PR #636, opened 2026-01-14
Add backlog size metric

volovyks:


ChaoticTempest (approved):
LGTM, but I don't like that we keep sprinkling in our account id everywhere in our code just for metrics. So I made https://github.com/sig-net/mpc/pull/638

PR #637, opened 2026-01-15
fix: send tx on backlog recover

ChaoticTempest:
We weren't sending the recovered sign request back into the sign queue when we restart the node, so this will do that. Also added a unit test to make sure that we are indeed recovering.

Note, this is a breaking change on the checkpoint serialization/persistence since `SignArgs` was added so we could recover it into a `IndexedSignRequest`. Also bumped the sign channel to ~16000 so we don't drop anything beyond ~1000. Will probably make it unbounded in another PR so we can always have guaranteed signature delivery

Also looks like `total_timeout` seems to still be in the indexers so will remove that in a different PR.

### DIFF
--- a/chain-signatures/node/src/indexer_common.rs
+++ b/chain-signatures/node/src/indexer_common.rs
@@ -16,7 +16,6 @@ use crate::rpc::ContractStateWatcher;
 use crate::sign_bidirectional::BidirectionalTx;
 use crate::sign_bidirectional::BidirectionalTxId;
 use crate::sign_bidirectional::PendingRequestStatus;
-use crate::util::current_unix_timestamp;
 use anchor_lang::prelude::Pubkey;
 use k256::Scalar;
 use mpc_primitives::SignId;
@@ -246,6 +245,7 @@ pub(crate) async fn process_sign_event(
             source_chain: sign_event.source_chain(),
             status: PendingRequestStatus::AwaitingResponse,
             args: sign_request.args.clone(),
+            unix_timestamp_indexed: sign_request.unix_timestamp_indexed,
         }),
         SignRequestType::SignBidirectional(_event) => {
             // For bidirectional requests, start with a Sign transaction
@@ -255,6 +255,7 @@ pub(crate) async fn process_sign_event(
                 source_chain: sign_event.source_chain(),
                 status: PendingRequestStatus::AwaitingResponse,
                 args: sign_request.args.clone(),
+                unix_timestamp_indexed: sign_request.unix_timestamp_indexed,
             })
         }
         _ => anyhow::bail!("Unexpected sign request type"),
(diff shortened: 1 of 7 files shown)


chain-signatures/node/src/indexer_common.rs
```diff
@@ -298,9 +305,53 @@ pub(crate) async fn recover_backlog(
...
             .await;
+
+        // Re-enqueue any pending sign requests so the node processes them after recovery
+        let pending = pending.remove(&source_chain).unwrap_or_default();
+
+        for (sign_id, tx) in pending
+            .into_iter()
+            .filter(|(_, tx)| matches!(tx.status(), PendingRequestStatus::AwaitingResponse))
+        {
+            let BacklogTransaction::Sign(sign_tx_entry) = tx else {
```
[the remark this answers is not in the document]
ChaoticTempest: skipping Bidirectional is fine since Bidirectional tracked requests in the backlog merely serves to populate the execution watchers. The watchers are then checked on the indexer level later on where the actual `sign_tx.send` will be called

chain-signatures/node/src/indexer_common.rs
```diff
@@ -298,9 +303,53 @@ pub(crate) async fn recover_backlog(
...
+
+            if let Err(err) = sign_tx.send(Sign::Request(sign_request)).await {
+                tracing::error!(
+                    ?err,
+                    ?sign_id,
+                    ?source_chain,
+                    "failed to requeue sign request after recovery"
+                );
+            } else {
+                crate::metrics::requests::NUM_SIGN_REQUESTS
```
volovyks: This is a metric that represents indexed request, not recovered.
For backlog I've added BACKLOG_SIZE (per chain). That should be enough. It would be great to set it after the recovery is done, now it is only on insert/remove.

chain-signatures/node/src/indexer_common.rs
```diff
@@ -298,9 +303,53 @@ pub(crate) async fn recover_backlog(
...
+                    "sign type missing during backlog recovery"
+                );
+                continue;
+            };
+
+            let sign_request = IndexedSignRequest {
+                id: sign_id,
+                args: sign_tx_entry.args.clone(),
+                chain: sign_tx_entry.source_chain,
+                unix_timestamp_indexed: current_unix_timestamp(),
```
jakmeier: Hm, this feels wrong... The node indexed the request much earlier.

This is later used to report SIGN_TOTAL_LATENCY. We might end up with negative / zero latencies there after a recovery.

Would it make sense to persist `unix_timestamp_indexed` for recovery?

jakmeier (dismissed):
Good addition, nice test!

chain-signatures/node/src/indexer_common.rs
ChaoticTempest: persisting it now

volovyks (approved):

PR #638, opened 2026-01-15
feat: global node account id for metrics

ChaoticTempest:
I was getting annoyed by how we have the account id sprinkled around our code and constantly being injected and cloned across our codebase. This makes it so we no longer need to do that.

Instead, we have a global `node_account_id` that gets set at the very start of `Cli::Start`. This ID never changes between node runs anyways so we will never need to pass it around for the sake of metrics.


volovyks (commented):
good idea
I think we can make it even better by adding a [constant label](https://docs.rs/prometheus/latest/prometheus/struct.Opts.html#method.const_label)

This way we can avoid setting, then importanig account_id function and setting it in the metric.

jakmeier (dismissed):

ChaoticTempest:
I'll change it later to use const_label since it's a bit more involved than just calling into `const_label("node_account_id", node_account_id())`

volovyks (approved):

PR #639, opened 2026-01-15
fix: thundering herd issue for sign task

ChaoticTempest:
Fixes the case for sign tasks where the proposer expires and starts, but the deliberator also expires at the same time and is unable to process the start. This is due to us waiting for expiration on the deadline to start, so instead of starting on deadline, we will start on enough accepts (threshold amount). 

The caveat to this fix is that now all sign tasks will only have threshold participants ever, versus before where we would have anywhere from threshold nodes to all nodes as participants.

### DIFF
--- a/chain-signatures/node/src/protocol/signature.rs
+++ b/chain-signatures/node/src/protocol/signature.rs
@@ -532,14 +532,6 @@ impl SignPositor {
         let is_proposer = proposer == ctx.me;
         let is_deliberator = !is_proposer;
 
-        // Get the presignature participants - only these nodes participated in generating it
-        let presignature_participants = if let Some(ref taken) = presignature {
-            taken.artifact.participants.clone()
-        } else {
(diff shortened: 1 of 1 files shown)


jakmeier (approved):
Not waiting for expiration to start the protocol makes a lot of sense.

I don't see much of a problem with signing with fewer nodes, either. And if that is a problem, we can always wait for a bit longer for more responses. As long as we start well before the deliberator timeout.

Just one question: What happens with the deliberators who accepted but were not included as participants? Will they try and bump the round over and over, until the signature is completed and indexed?

ChaoticTempest:
The deliberators that accepted but do not get the start will simply just expire and go back into reorganization as expected because they should still be watchdogs just in case generation fails with the original participant set.

Later, if we want more participants, we can do something like: on enough participants, wait like 300ms, then start with the latest participant set

PR #643, opened 2026-01-19
Use unix_timestamp_indexed instead of timestamp_sign_queue for metrics

volovyks:
`timestamp_sign_queue` is reiintialized in request recovery, what we need is a real delay that is experienced by the user
The downside is that we are loosing the precision (1s now)

### DIFF
--- a/chain-signatures/node/src/rpc.rs
+++ b/chain-signatures/node/src/rpc.rs
@@ -979,7 +979,10 @@ async fn execute_publish(client: ChainClient, mut action: PublishAction, backlog
 
     let chain_str = chain.as_str();
     if publish_result.is_ok() {
-        let elapsed = action.indexed.timestamp_sign_queue.elapsed();
+        let elapsed = crate::util::duration_between_unix(
+            action.indexed.unix_timestamp_indexed,
+            crate::util::current_unix_timestamp(),
+        );
         if elapsed.as_secs() <= chain.expected_response_time_secs() {
             crate::metrics::requests::NUM_SIGN_REQUESTS_MINE_IN_TIME
                 .with_label_values(&[chain_str, node_account_id()])
@@ -1440,9 +1443,13 @@ async fn execute_batch_publish(
         };
         if publish.is_ok() {
             // Record metrics for successful batch publish
+            let current_timestamp = crate::util::current_unix_timestamp();
             for action in actions.iter() {
                 let chain = action.indexed.chain;
-                let elapsed = action.indexed.timestamp_sign_queue.elapsed();
+                let elapsed = crate::util::duration_between_unix(
+                    action.indexed.unix_timestamp_indexed,
+                    current_timestamp,
+                );
                 if elapsed.as_secs() <= chain.expected_response_time_secs() {
                     crate::metrics::requests::NUM_SIGN_REQUESTS_MINE_IN_TIME
                         .with_label_values(&[chain.as_str(), node_account_id()])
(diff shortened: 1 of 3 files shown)


volovyks:
@jakmeier I saw your comment about these fields somewhere, but I can not find it, tell me if there is anything you want to change here

ppca:
I think timestamp_sign_queue differentiates from timestamp indexed because we wait for finality?

chain-signatures/node/src/rpc.rs
```diff
@@ -1440,9 +1443,13 @@ async fn execute_batch_publish(
         };
         if publish.is_ok() {
             // Record metrics for successful batch publish
+            let current_timestamp = crate::util::current_unix_timestamp();
             for action in actions.iter() {
                 let chain = action.indexed.chain;
-                let elapsed = action.indexed.timestamp_sign_queue.elapsed();
+                let elapsed = crate::util::duration_between_unix(
```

++++

• [WHAT TO WORK ON]
Search the data for the string "jakmeier" and copy each line where it appears.

• [COMPLETED TASK]
jakmeier: Hm, this feels wrong... The node indexed the request much earlier.
jakmeier (dismissed):
jakmeier (dismissed):
jakmeier (approved):
@jakmeier I saw your comment about these fields somewhere, but I can not find it, tell me if there is anything you want to change here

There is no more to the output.